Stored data
◆ ◆ ◆ ◆ ◆

PR #4290, opened 2022-02-28
Fix update rate of webotsjs

BenjaminDeleze:
Webots was not sending an update to webotsjs at each timetep but according to the number of fps which is not what we want.

I put some `assert` to make sure that `currentTime > mLastUpdateTime` but I'm not sure if it's really necessary because the two variables (`currentTime` and `mLastUpdateTime`) are only used for the assert.

### DIFF
--- a/src/webots/engine/WbAnimationRecorder.cpp
+++ b/src/webots/engine/WbAnimationRecorder.cpp
@@ -29,7 +29,6 @@
 #include <QtCore/QFileInfo>
 #include <QtCore/QMutableListIterator>
 
-#include <cassert>
 // this function is used to round the transform position coordinates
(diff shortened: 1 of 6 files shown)


src/webots/engine/WbAnimationRecorder.cpp
```diff
@@ -29,6 +29,7 @@
 #include <QtCore/QFileInfo>
 #include <QtCore/QMutableListIterator>
 
+#include <cassert>
```
omichel, line 32:
```suggestion
```

omichel (changes requested):
Just a small clean-up.

omichel (approved):
Thank you.

PR #2077, opened 2020-08-05
Cleanup of the streaming server protocol

omichel:
Various cleanups and bug fixes for the streaming server:

- [x] Don't send useless 'world info' message in case of X3D streaming.
- [x] Fixed 'pause' message which was missing the time value.
- [x] Fixed 'robot window' messages.
- [x] Fixed bugs in the parsing the 'robot' line in multiple lines messages.
- [x] Support `x3d` and `mpjeg` modes in simulation server.

PR #4294, opened 2022-03-01
Fix sending of robot window names for x3d

BenjaminDeleze:
Partially revert #2077.
I could not find why it was removed.


omichel (approved):
I don't recall either. If you could not observe any side effect, that's probably fine.

PR #4295, opened 2022-03-02
Remove Ubuntu 18 from develop tests

omichel:
Since the develop branch is not compatible any more with Ubuntu 18.04 due to the upgrade to Qt6, we need to adapt the workflows accordingly.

◆ ◆ ◆ ◆ ◆

Output all of the records exactly, with nothing omitted.

• **EXERCISE SOLUTION**:
PR #4290, opened 2022-02-28
Fix update rate of webotsjs

BenjaminDeleze:
Webots was not sending an update to webotsjs at each timetep but according to the number of fps which is not what we want.

I put some `assert` to make sure that `currentTime > mLastUpdateTime` but I'm not sure if it's really necessary because the two variables (`currentTime` and `mLastUpdateTime`) are only used for the assert.

### DIFF
--- a/src/webots/engine/WbAnimationRecorder.cpp
+++ b/src/webots/engine/WbAnimationRecorder.cpp
@@ -29,7 +29,6 @@
 #include <QtCore/QFileInfo>
 #include <QtCore/QMutableListIterator>
 
-#include <cassert>
 // this function is used to round the transform position coordinates
(diff shortened: 1 of 6 files shown)


src/webots/engine/WbAnimationRecorder.cpp
```diff
@@ -29,6 +29,7 @@
 #include <QtCore/QFileInfo>
 #include <QtCore/QMutableListIterator>
 
+#include <cassert>
```
omichel, line 32:
```suggestion
```

omichel (changes requested):
Just a small clean-up.

omichel (approved):
Thank you.

PR #2077, opened 2020-08-05
Cleanup of the streaming server protocol

omichel:
Various cleanups and bug fixes for the streaming server:

- [x] Don't send useless 'world info' message in case of X3D streaming.
- [x] Fixed 'pause' message which was missing the time value.
- [x] Fixed 'robot window' messages.
- [x] Fixed bugs in the parsing the 'robot' line in multiple lines messages.
- [x] Support `x3d` and `mpjeg` modes in simulation server.

PR #4294, opened 2022-03-01
Fix sending of robot window names for x3d

BenjaminDeleze:
Partially revert #2077.
I could not find why it was removed.


omichel (approved):
I don't recall either. If you could not observe any side effect, that's probably fine.

PR #4295, opened 2022-03-02
Remove Ubuntu 18 from develop tests

omichel:
Since the develop branch is not compatible any more with Ubuntu 18.04 due to the upgrade to Qt6, we need to adapt the workflows accordingly.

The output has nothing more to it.